▸ **What to produce**
Scan the data for "handle" and copy each matching line.

▸ **Records from a data collection**
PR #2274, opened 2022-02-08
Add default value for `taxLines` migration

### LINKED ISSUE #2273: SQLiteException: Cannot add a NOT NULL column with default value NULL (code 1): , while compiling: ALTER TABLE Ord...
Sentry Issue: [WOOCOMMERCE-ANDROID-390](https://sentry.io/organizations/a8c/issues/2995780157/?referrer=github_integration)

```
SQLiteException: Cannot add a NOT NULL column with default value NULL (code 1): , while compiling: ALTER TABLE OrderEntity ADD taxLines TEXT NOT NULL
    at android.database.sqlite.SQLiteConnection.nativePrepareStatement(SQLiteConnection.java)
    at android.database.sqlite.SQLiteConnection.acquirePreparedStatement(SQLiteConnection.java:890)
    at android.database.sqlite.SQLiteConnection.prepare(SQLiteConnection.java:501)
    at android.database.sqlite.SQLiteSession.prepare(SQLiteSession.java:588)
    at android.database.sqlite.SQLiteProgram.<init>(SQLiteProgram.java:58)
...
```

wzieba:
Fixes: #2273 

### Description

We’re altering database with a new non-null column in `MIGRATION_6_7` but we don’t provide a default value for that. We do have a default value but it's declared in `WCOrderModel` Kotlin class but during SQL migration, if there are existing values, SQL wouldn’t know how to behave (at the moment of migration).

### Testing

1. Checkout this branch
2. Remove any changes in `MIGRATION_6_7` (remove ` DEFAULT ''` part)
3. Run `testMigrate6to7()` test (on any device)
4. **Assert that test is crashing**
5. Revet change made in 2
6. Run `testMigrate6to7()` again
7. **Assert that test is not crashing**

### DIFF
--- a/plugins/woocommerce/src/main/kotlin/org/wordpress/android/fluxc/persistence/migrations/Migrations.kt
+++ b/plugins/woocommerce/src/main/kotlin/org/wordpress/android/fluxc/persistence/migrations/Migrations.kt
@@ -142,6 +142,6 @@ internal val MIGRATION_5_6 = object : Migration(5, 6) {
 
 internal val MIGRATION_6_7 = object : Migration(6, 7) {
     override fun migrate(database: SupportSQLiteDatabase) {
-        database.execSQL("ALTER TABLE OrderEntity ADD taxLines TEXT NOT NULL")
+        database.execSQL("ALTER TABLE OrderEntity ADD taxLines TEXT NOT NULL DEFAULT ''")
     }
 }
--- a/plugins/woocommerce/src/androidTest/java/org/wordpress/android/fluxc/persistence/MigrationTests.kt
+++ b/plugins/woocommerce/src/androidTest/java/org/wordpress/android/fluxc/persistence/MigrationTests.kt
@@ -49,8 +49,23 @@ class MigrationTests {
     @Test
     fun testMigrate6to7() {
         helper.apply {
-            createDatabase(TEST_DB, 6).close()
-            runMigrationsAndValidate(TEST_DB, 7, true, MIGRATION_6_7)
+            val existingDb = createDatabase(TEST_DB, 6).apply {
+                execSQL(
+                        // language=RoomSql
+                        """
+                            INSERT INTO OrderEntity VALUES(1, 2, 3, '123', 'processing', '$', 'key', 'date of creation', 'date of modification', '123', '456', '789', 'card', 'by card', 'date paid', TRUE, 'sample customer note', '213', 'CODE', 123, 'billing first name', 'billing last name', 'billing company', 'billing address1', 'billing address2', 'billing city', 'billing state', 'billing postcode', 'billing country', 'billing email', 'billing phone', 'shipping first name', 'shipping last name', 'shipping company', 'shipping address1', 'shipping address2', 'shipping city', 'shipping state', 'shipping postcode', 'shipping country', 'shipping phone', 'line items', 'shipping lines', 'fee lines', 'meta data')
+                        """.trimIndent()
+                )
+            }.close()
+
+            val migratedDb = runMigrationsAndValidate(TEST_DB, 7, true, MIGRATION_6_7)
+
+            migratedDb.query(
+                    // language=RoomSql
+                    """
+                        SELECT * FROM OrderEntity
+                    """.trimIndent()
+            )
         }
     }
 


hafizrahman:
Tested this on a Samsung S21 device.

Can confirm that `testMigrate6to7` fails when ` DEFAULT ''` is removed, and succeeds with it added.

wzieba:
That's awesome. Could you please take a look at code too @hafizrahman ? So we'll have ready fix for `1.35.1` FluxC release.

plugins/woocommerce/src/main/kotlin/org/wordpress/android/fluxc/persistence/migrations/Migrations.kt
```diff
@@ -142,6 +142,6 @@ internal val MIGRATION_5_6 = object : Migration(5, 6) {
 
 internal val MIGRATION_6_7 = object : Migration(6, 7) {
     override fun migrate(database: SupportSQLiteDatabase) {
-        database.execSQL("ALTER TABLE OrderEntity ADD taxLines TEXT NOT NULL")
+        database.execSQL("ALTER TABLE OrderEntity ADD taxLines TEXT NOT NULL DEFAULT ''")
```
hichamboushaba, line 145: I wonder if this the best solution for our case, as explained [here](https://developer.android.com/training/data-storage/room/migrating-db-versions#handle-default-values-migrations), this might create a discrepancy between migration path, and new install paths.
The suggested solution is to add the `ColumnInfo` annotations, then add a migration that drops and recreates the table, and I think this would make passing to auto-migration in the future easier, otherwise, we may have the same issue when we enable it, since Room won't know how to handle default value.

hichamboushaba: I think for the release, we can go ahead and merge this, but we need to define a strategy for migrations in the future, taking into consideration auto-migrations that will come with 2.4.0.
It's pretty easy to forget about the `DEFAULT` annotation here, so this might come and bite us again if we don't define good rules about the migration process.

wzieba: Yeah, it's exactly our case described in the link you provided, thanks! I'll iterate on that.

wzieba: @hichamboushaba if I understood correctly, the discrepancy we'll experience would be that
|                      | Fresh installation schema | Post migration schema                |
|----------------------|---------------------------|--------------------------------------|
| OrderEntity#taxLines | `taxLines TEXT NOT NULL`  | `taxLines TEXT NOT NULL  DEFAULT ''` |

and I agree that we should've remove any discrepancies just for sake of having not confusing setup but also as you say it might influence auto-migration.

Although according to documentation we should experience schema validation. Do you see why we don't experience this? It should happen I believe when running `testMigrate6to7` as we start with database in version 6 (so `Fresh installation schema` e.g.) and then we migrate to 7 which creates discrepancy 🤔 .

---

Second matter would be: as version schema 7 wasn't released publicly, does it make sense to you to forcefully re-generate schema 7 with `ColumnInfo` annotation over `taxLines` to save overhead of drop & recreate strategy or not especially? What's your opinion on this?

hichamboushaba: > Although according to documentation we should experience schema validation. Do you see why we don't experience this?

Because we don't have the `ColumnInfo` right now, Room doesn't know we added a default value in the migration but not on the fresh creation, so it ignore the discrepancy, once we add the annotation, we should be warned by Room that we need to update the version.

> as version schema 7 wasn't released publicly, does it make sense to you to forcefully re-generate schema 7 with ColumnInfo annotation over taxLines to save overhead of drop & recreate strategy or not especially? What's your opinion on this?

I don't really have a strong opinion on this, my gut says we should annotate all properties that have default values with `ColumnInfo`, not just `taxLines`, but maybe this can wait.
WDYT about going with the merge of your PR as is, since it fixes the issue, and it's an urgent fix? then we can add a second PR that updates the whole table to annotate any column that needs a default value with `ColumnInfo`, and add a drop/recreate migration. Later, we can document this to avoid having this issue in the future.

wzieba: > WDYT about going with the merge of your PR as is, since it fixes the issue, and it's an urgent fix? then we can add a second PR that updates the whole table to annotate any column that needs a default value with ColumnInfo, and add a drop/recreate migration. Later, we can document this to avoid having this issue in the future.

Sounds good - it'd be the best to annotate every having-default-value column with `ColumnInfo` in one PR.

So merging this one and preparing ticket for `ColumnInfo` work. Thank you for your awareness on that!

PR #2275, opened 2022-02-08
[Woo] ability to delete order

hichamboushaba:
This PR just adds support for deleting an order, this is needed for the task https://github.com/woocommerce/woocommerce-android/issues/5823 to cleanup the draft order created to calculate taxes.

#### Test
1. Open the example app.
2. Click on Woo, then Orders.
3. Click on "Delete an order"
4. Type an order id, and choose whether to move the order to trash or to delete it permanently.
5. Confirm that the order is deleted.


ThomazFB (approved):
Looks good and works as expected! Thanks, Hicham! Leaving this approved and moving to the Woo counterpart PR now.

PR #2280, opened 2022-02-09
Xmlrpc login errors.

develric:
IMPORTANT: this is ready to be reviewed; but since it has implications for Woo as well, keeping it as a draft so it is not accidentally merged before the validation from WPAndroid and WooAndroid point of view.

▸ **Result of this exercise**
hichamboushaba, line 145: I wonder if this the best solution for our case, as explained [here](https://developer.android.com/training/data-storage/room/migrating-db-versions#handle-default-values-migrations), this might create a discrepancy between migration path, and new install paths.
The suggested solution is to add the `ColumnInfo` annotations, then add a migration that drops and recreates the table, and I think this would make passing to auto-migration in the future easier, otherwise, we may have the same issue when we enable it, since Room won't know how to handle default value.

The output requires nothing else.